─── PROVIDED MATERIAL

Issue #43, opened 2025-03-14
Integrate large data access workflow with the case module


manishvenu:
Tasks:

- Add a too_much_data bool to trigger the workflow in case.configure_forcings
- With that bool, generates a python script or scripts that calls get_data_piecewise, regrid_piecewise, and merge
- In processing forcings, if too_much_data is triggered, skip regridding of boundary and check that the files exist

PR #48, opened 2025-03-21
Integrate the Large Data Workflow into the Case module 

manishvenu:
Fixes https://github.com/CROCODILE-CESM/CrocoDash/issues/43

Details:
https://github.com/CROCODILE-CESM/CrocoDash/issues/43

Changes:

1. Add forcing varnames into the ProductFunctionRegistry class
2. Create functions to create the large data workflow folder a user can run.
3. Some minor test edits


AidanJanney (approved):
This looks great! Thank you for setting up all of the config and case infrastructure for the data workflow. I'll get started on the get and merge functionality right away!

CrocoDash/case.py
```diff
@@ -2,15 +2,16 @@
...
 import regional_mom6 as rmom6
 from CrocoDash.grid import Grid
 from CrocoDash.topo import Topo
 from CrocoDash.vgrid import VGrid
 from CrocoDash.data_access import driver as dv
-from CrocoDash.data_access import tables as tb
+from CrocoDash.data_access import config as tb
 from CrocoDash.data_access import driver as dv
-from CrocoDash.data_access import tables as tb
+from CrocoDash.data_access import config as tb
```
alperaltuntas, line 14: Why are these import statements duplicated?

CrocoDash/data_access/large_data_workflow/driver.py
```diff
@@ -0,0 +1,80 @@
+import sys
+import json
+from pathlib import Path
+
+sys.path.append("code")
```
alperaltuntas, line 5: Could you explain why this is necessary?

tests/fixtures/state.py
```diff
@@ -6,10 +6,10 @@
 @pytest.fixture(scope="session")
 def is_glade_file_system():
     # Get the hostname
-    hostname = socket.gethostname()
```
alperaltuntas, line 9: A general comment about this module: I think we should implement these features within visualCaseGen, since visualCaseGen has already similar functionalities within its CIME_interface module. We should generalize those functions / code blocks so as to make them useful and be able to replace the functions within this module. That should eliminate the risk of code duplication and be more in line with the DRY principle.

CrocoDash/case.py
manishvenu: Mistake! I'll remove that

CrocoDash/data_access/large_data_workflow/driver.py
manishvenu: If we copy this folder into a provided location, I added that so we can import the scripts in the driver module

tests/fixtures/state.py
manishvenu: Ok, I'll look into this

──────
─── PROVIDED MATERIAL

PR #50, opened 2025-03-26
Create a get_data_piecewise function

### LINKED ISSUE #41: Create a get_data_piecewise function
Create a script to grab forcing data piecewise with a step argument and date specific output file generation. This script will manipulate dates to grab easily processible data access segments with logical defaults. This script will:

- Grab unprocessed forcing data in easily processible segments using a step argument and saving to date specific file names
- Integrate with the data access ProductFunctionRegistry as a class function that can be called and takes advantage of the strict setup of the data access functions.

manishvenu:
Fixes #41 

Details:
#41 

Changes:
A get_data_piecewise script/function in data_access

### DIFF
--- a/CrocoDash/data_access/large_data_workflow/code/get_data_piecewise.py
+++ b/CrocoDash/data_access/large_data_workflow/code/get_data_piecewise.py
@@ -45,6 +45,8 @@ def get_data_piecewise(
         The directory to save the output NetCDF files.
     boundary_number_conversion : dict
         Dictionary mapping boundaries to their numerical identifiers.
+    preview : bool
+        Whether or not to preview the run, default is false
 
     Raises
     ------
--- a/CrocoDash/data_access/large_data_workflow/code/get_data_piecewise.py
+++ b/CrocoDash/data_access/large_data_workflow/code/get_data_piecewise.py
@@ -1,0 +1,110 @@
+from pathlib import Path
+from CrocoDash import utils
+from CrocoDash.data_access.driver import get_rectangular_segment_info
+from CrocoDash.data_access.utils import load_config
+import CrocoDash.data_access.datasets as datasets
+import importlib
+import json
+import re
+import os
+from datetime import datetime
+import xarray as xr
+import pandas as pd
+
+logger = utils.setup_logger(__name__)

──────

▶ [YOUR TASK]:
From the records above, copy only the lines starting with the line that holds "Issue #43, opened 2025-03-14" and going on through the line that holds "- With that", exactly as written.

▶ [WRITTEN RESPONSE]:
Issue #43, opened 2025-03-14
Integrate large data access workflow with the case module


manishvenu:
Tasks:

- Add a too_much_data bool to trigger the workflow in case.configure_forcings
- With that bool, generates a python script or scripts that calls get_data_piecewise, regrid_piecewise, and merge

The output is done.